The blueprint sets a tiered remediation schedule beyond that headline figure:

12 hrsKnown-exploited, internet-facing / crown-jewel systems
1 dayCritical externally exposed or known-exploited internal vulnerabilities (CVSS 9.0+ on internal systems)
3 daysCritical vulnerabilities on high-value internal systems
5 daysOther high-severity issues, risk-prioritised

Three AI Threat Vectors the Blueprint Names

CERT-In organises the threat landscape around three distinct AI-driven shifts. First, automated reconnaissance and exploit-code generation — AI agents scan entire networks, identify exposed services, and produce working exploits at machine speed. Second, hyper-personalised social engineering: AI-written phishing emails and deepfake voice calls that defeat the human detection heuristics most security awareness training is built on. Third, polymorphic malware that rewrites its own signatures on the fly, evading the detection-by-pattern logic that underpins most endpoint security stacks.

The Register's coverage notes that frontier AI models are actively cited in the blueprint as amplifiers of attacker capability — including examples of criminal groups using AI to build zero-day exploits for planned mass campaigns. The document also addresses prompt injection and model jailbreaking as threat surfaces, reflecting how AI systems themselves have become attack targets, not just attack tools.

What Practitioners Are Saying

Dray Agha, Senior Manager of Security Operations at Huntress, welcomed the explicit carve-out for temporary mitigations: "By explicitly encouraging temporary mitigations, such as isolation, access restriction, or disablement until a patch is ready, this turns the patching deadline into a highly feasible and necessary containment strategy." Agha added that defenders already witness vulnerabilities exploited within hours in the wild — making rapid-response adaptation a practical necessity, not an aspirational target.

What Organisations Must Actually Do

The blueprint is advisory, not legislated. But "advisory" does not mean optional for India's critical-infrastructure operators. CERT-In holds authority to impose the six-hour incident-reporting obligation under the 2022 IT (Amendment) Rules, and non-compliance with that existing rule carries enforcement teeth. The new guidance sits within that regulatory gravity.

Practically, the document requires organisations to maintain a dedicated AI asset inventory — cataloguing every AI system in the environment that could be a vulnerability surface or an attacker tool. It mandates building what CERT-In calls an "Agentic SOC": a security operations centre that uses AI-assisted tooling for continuous monitoring, alert triage, and rapid response. The three-phase implementation roadmap runs across 60 days: Days 0–7 cover immediate risk reduction (governance, internet-facing asset inventory, activating rapid patching); Days 8–30 focus on operational strengthening (monitoring uplift, AI governance, supply-chain assurance); Days 31–60 target advanced resilience through automation-assisted defence and continuous validation.

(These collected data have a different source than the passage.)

PR #337, opened 2023-08-27
Expose overview level to use in `warp_raster`

### LINKED ISSUE #326: `warp_raster` is missing an option to specify the overview level
If overviews are present in a raster, GDAL will automatically pick an overview level to use that it thinks is reasonable.  This leads to unexpected results.

`gdal.Warp` has an option to specify the `overviewLevel`, and if `overviewLevel=0`, it uses the base raster.  We should expose this in the `warp_raster` API.

phargogh:
`gdal.Warp` has a parameter that allows the user to specify the over view level to use when warping pixels.  The default behavior, from GDAL's perspective, is that if overviews are present, it will select the overview that is closest to the target resolution and then warp those pixels into the target raster.  This would save computational time.  Unfortunately, this also can lead to unexpected results in some cases, as we found in the NCI water quality pipeline.

The solution here is to expose the overview level to use as a parameter to `pygeoprocessing.warp_raster`, which defaults to `-1`, indicating the base raster.

Fixes #326

### DIFF
--- a/.github/workflows/pythonpackage.yml
+++ b/.github/workflows/pythonpackage.yml
@@ -69,7 +69,7 @@ jobs:
           condarc: |
               channels:
                 - conda-forge
-          create-args: |
+          create-args: >-
               python=${{ matrix.python-version }}
               gdal=${{ matrix.gdal }}
               setuptools
--- a/.github/workflows/pythonpackage.yml
+++ b/.github/workflows/pythonpackage.yml
@@ -62,7 +62,7 @@ jobs:
           fetch-depth: 0
 
       - name: setup-micromamba
-        uses: mamba-org/provision-with-micromamba@main
+        uses: mamba-org/setup-micromamba@v1
         with:
           # Grab requirements from pip-compatible requirements.txt
           environment-file: requirements.txt
--- a/.github/workflows/pythonpackage.yml
+++ b/.github/workflows/pythonpackage.yml
@@ -66,6 +66,9 @@ jobs:
         with:
           # Grab requirements from pip-compatible requirements.txt
           environment-file: requirements.txt
+          condarc: |
+              channels:
+                - conda-forge
           create-args: |
               python=${{ matrix.python-version }}
               gdal=${{ matrix.gdal }}
@@ -74,7 +77,6 @@ jobs:
               flake8
               pytest
           environment-name: pyenv
-          channels: conda-forge
 
       - name: Lint with flake8
         run: |
--- a/.github/workflows/pythonpackage.yml
+++ b/.github/workflows/pythonpackage.yml
@@ -66,7 +66,7 @@ jobs:
         with:
           # Grab requirements from pip-compatible requirements.txt
           environment-file: requirements.txt
-          extra-specs: |
+          create-args: |
               python=${{ matrix.python-version }}
               gdal=${{ matrix.gdal }}
               setuptools
--- a/src/pygeoprocessing/geoprocessing.py
+++ b/src/pygeoprocessing/geoprocessing.py
@@ -2196,7 +2196,7 @@ def warp_raster(
         base_raster_path, target_pixel_size, target_raster_path,
         resample_method, target_bb=None, base_projection_wkt=None,
         target_projection_wkt=None, n_threads=None, vector_mask_options=None,
-        gdal_warp_options=None, working_dir=None, use_overview_level=0,
+        gdal_warp_options=None, working_dir=None, use_overview_level=-1,
         raster_driver_creation_tuple=DEFAULT_GTIFF_CREATION_TUPLE_OPTIONS,
         osr_axis_mapping_strategy=DEFAULT_OSR_AXIS_MAPPING_STRATEGY):
     f"""Resize/resample raster to desired pixel size, bbox and projection.
@@ -2242,10 +2242,15 @@ def warp_raster(
         working_dir (string): if defined uses this directory to make
             temporary working files for calculation. Otherwise uses system's
             temp directory.
-        use_overview_level=0 (int): The overview level to use for warping.
-            A value of ``0`` (the default) indicates that the base raster
-            should be used.
-            # TODO: what about other overview levels?
+        use_overview_level=-1 (int/str): The overview level to use for warping.
+            A value of ``-1`` (the default) indicates that the base raster
+            should be used for the source pixels. A value of ``'AUTO'``
+            will make GDAL select the overview with the resolution that is
+            closest to the target pixel size and warp using that overview's
+            pixel values.  Any other integer indicates that that overview index
+            should be used.  For example, suppose the raster has overviews at
+            levels 2, 4 and 8.  To use level 2, set ``use_overview_level=0``.
+            To use level 8, set ``use_overview_level=2``.
         raster_driver_creation_tuple (tuple): a tuple containing a GDAL driver
             name string as the first element and a GDAL creation options
             tuple/list as the second. Defaults to a GTiff driver tuple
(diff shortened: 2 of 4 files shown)


src/pygeoprocessing/geoprocessing.py
```diff
@@ -97,19 +98,48 @@ def __init__(self, missing_values, raster_path, value_map):
...
+    #
+    # In GDAL < 3.4, an error would be logged if GDAL couldn't recognize the
+    # option.  Pushing a null error handler avoids this and cleans up the
+    # logging.
+    gdal.PushErrorHandler(lambda *args: None)
+    _options = []
+    # GDAL's python bindings only offer this one way of translating gdal.GRA_*
+    # options to their string names (but compatibility is limited in different
+    # GDAL versions, see notes above)
+    warp_opts = gdal.WarpOptions(
```
davemfish, line 120: Do you mind explaining to me what this call does? It doesn't seem like we're using the return value anywhere. And we weren't using it before these changes either. So does it have some side-effect? GDAL docs suggest the return of `gdal.WarpOptions` can be passed to `gdal.Warp`. https://gdal.org/api/python/osgeo.gdal.html#osgeo.gdal.Warp

src/pygeoprocessing/geoprocessing.py
```diff
@@ -97,19 +98,48 @@ def __init__(self, missing_values, raster_path, value_map):
...
+        options=_options,  # Add rendered flags to this list.
+        resampleAlg=getattr(gdalconst, _warp_algo),  # use GRA_* name.
+        overviewLevel=None)  # Don't add overview parameters.
+    gdal.PopErrorHandler()
+
+    for _item in _options:
```
davemfish, line 127: Nothing was ever pushed to `_options`, right? Is it still an empty list?

src/pygeoprocessing/geoprocessing.py
```diff
@@ -2402,6 +2432,15 @@ def warp_raster(
         working_dir (string): if defined uses this directory to make
             temporary working files for calculation. Otherwise uses system's
             temp directory.
+        use_overview_level=-1 (int/str): The overview level to use for warping.
+            A value of ``-1`` (the default) indicates that the base raster
```
davemfish, line 2437: I like defaulting to `-1` instead of `AUTO`

src/pygeoprocessing/geoprocessing.py
```diff
@@ -2402,6 +2432,15 @@ def warp_raster(
...
+            should be used for the source pixels. A value of ``'AUTO'``
+            will make GDAL select the overview with the resolution that is
+            closest to the target pixel size and warp using that overview's
+            pixel values.  Any other integer indicates that that overview index
+            should be used.  For example, suppose the raster has overviews at
+            levels 2, 4 and 8.  To use level 2, set ``use_overview_level=0``.
+            To use level 8, set ``use_overview_level=2``.
```
davemfish, line 2444: Thanks for documenting this.

davemfish (commented):
@phargogh , overview stuff looks good. I just have questions about the `WarpOptions` stuff. Thanks!

.github/workflows/pythonpackage.yml
```diff
@@ -62,7 +62,7 @@ jobs:
           fetch-depth: 0
 
       - name: setup-micromamba
-        uses: mamba-org/provision-with-micromamba@main
+        uses: mamba-org/setup-micromamba@v1
```
davemfish, line 65: It looks like the `extra-specs` property was renamed to `create-args`. https://github.com/mamba-org/setup-micromamba#create-environment-from-environment-specs

This should resolve the failed checks

davemfish (changes requested):

src/pygeoprocessing/geoprocessing.py
phargogh: Yes, `gdal.WarpOptions()` returns a SWIG object representing the selected warp options that we have provided.  Unfortunately, it isn't at all clear how to access the returned object.  The only attribute I can actually read is `this`, which isn't iterable, doesn't have a `__dict__` object and has no attributes that apparently do anything that I can identify.  So my best alternative is to use the `options=` kwarg to `WarpOptions`, which has a side effect of having the parameters written to the list we pass in.

Here's the `dir(warp_opts)` readout ... maybe you'll see something I've missed?

```python
>>> warp_opts
(<osgeo.gdal.GDALWarpAppOptions; proxy of <Swig Object of type 'GDALWarpAppOptions *' at 0x105b33060> >, None, None)
>>> dir(warp_opts[0])
['__class__', '__del__', '__delattr__', '__dict__', '__dir__', '__doc__', '__eq__', '__format__', '__ge__', '__getattr__', '__getattribute__', '__gt__', '__hash__', '__init__', '__init_subclass__', '__le__', '__lt__', '__module__', '__ne__', '__new__', '__reduce__', '__reduce_ex__', '__repr__', '__setattr__', '__sizeof__', '__str__', '__subclasshook__', '__swig_destroy__', '__swig_getmethods__', '__swig_setmethods__', '__weakref__', 'this']
>>> warp_opts[0].__dict__
{'this': <Swig Object of type 'GDALWarpAppOptions *' at 0x105b33060>}
>>> dir(warp_opts[0].this)
['__class__', '__delattr__', '__dir__', '__doc__', '__eq__', '__format__', '__ge__', '__getattribute__', '__gt__', '__hash__', '__init__', '__init_subclass__', '__int__', '__le__', '__lt__', '__ne__', '__new__', '__reduce__', '__reduce_ex__', '__repr__', '__setattr__', '__sizeof__', '__str__', '__subclasshook__', 'acquire', 'append', 'disown', 'next', 'own']
```

src/pygeoprocessing/geoprocessing.py
phargogh: `_options` has `gdalwarp` CLI options added to it by the `gdal.WarpOptions` call above.

src/pygeoprocessing/geoprocessing.py
phargogh: Definitely!  `AUTO` is also the GDAL default, which also means that you may end up with unexpected results in some warping cases if you don't know that GDAL does this.

.github/workflows/pythonpackage.yml
phargogh: Thanks!  Patched in https://github.com/natcap/pygeoprocessing/pull/337/commits/6c3cae7d54e42576cbedada5dfa5c3956777fd87

src/pygeoprocessing/geoprocessing.py
phargogh: I added an inline comment about this in https://github.com/natcap/pygeoprocessing/pull/337/commits/7dc6d57c3a414a7c1dce1f0a33e5908c996ba0b7

src/pygeoprocessing/geoprocessing.py
phargogh: Clarified the side effect in a comment in https://github.com/natcap/pygeoprocessing/pull/337/commits/7dc6d57c3a414a7c1dce1f0a33e5908c996ba0b7

src/pygeoprocessing/geoprocessing.py
```diff
@@ -118,11 +118,12 @@ def __init__(self, missing_values, raster_path, value_map):
     # options to their string names (but compatibility is limited in different
     # GDAL versions, see notes above)
     warp_opts = gdal.WarpOptions(
-        options=_options,  # Add rendered flags to this list.
+        options=_options,  # SIDE EFFECT: Adds flags to this list.
```
davemfish, line 121: Thank you!

src/pygeoprocessing/geoprocessing.py
davemfish: >So my best alternative is to use the options= kwarg to WarpOptions, which has a side effect of having the parameters written to the list we pass in.

Thank you! This is what I was missing.

davemfish (approved):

Security practitioners have noted publicly that the 12-hour directive does not demand full remediation. Temporary isolation, access restriction, or disabling an exposed service until a patch is ready all satisfy the intent. The point is to eliminate the dwell time that AI-assisted attackers now exploit between vulnerability disclosure and defender action.

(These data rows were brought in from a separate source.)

PR #338, opened 2023-08-27
Watershed delineation: handling the case where flow_dir doesn't have an SRS.

### LINKED ISSUE #254: delineate_watersheds_d8 does not handle the case where SRS is undefined
D8 watershed delineation implicitly requires that the flow direction raster has a defined spatial reference and doesn't handle the case where the SRS might not be defined.  The projection is not actually used in the delineation, it's only assigned to the output datasets.  So, we should handle this case and allow watershed delineation to proceed or throw an error and make this really explicit.

We should also make sure that the flow direction raster and outflow vector have the same projections or that both have no projection.

phargogh:
Also noting this change in HISTORY and testing.

Fixes #254

### DIFF
--- a/src/pygeoprocessing/routing/watershed.pyx
+++ b/src/pygeoprocessing/routing/watershed.pyx
@@ -628,10 +628,16 @@ def delineate_watersheds_d8(
         target_layer_name='watersheds'):
     """Delineate watersheds for a vector of geometries using D8 flow dir.
 
+    Note:
+        The ``d8_flow_dir_raster_path_band`` and ``outflow_vector_path`` files
+        must have the same spatial reference system.  The output watersheds
+        vector will use this same spatial reference system.
+
     Args:
         d8_flow_dir_raster_path_band (tuple): A (path, band_id) tuple
             to a D8 flow direction raster.  This raster must be a tiled raster
-            with block sizes being a power of 2.
+            with block sizes being a power of 2.  The output watersheds vector
+            will have its spatial reference copied from this raster.
         outflow_vector_path (str): The path to a vector on disk containing
             features with valid geometries from which watersheds will be
             delineated.  Only those parts of the geometry that overlap valid
--- a/src/pygeoprocessing/routing/watershed.pyx
+++ b/src/pygeoprocessing/routing/watershed.pyx
@@ -701,7 +701,8 @@ def delineate_watersheds_d8(
 
     gtiff_driver = gdal.GetDriverByName('GTiff')
     flow_dir_srs = osr.SpatialReference()
-    flow_dir_srs.ImportFromWkt(flow_dir_info['projection_wkt'])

Why This Matters Beyond India

India's digital economy is one of the fastest-scaling in the world, and CERT-In's regulatory posture tends to ripple through ASEAN enterprise security teams — particularly in Singapore, Malaysia, and Indonesia, where shared infrastructure, outsourcing relationships, and supply-chain ties create direct exposure to the Indian market's threat surface. A 12-hour patching expectation at India's critical infrastructure layer raises the bar for every vendor and partner connected to it.

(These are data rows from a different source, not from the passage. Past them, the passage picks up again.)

PR #49, opened 2022-05-15
feat: add user role field

boojack:
Introducing site owner: when you first enter your website, you will be asked to sign up as the owner. So the other user cannot be login without an account. And site owner creation of user accounts will be in a separate PR.
image

Related issue: https://github.com/justmemos/memos/issues/48#issuecomment-1126783427


boojack:
FYI @monlor

PR #53, opened 2022-05-15
feat: import data with json file

boojack:
In the previous memos, we provided an "Export data as JSON". Use the exported `.json` file, so that we can import the data into newest memos.
image

Related issue: https://github.com/justmemos/memos/issues/46, https://github.com/justmemos/memos/issues/36


rebron1900:
66666

PR #86, opened 2022-06-23
fix: content link style

whoistiger:
Before:
image

After:
image

### DIFF
--- a/web/src/less/memo-content.less
+++ b/web/src/less/memo-content.less
@@ -17,8 +17,7 @@
   }
 
   .link {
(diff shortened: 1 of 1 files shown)


web/src/less/memo-content.less
```diff
@@ -18,6 +18,7 @@
 
   .link {
     @apply inline-block text-blue-600 cursor-pointer underline hover:opacity-80;
+    width: 100%;
```
boojack, line 21: This might be better
```suggestion
    @apply inline-block text-blue-600 cursor-pointer underline break-all hover:opacity-80;
```

boojack (approved):

PR #104, opened 2022-07-06
fix: banner text click not work

hyoban:


web/src/services/locationService.ts
```diff
@@ -44,7 +44,14 @@ const locationService = {
   },
 
   clearQuery: () => {
-    store.dispatch(setQuery({}));
+    store.dispatch(
+      setQuery({
+        tag: undefined,
+        type: undefined,
```
boojack, line 50: There is also a `duration`
```suggestion
        type: undefined,
        duration: undefined,
```

boojack (commented):
LG otherwise.

boojack (approved):
LGTM. Thanks a lot.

The blueprint is also the most detailed AI-threat guidance any major Asian cyber agency has published to date. Where previous CERT-In advisories focused on specific CVEs or incident response procedures, this document frames AI-accelerated exploitation as a structural shift that demands an operational — not just a compliance — response. Monthly patch cycles built around change-management windows are a design assumption the blueprint explicitly challenges.